Task brief: Would you copy out only the lines from the one with "## 🏷️ Type of changes" to the end of the records, exactly as they stand?

Stored items:

PR #159, opened 2025-12-19
patch: fix TICS job

patriciareinoso:
## 🏷️ Type of changes

- [ ] Documentation update
- [x] Tooling and CI
- [ ] Chores / refactoring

Exercise output:
## 🏷️ Type of changes

- [ ] Documentation update
- [x] Tooling and CI
- [ ] Chores / refactoring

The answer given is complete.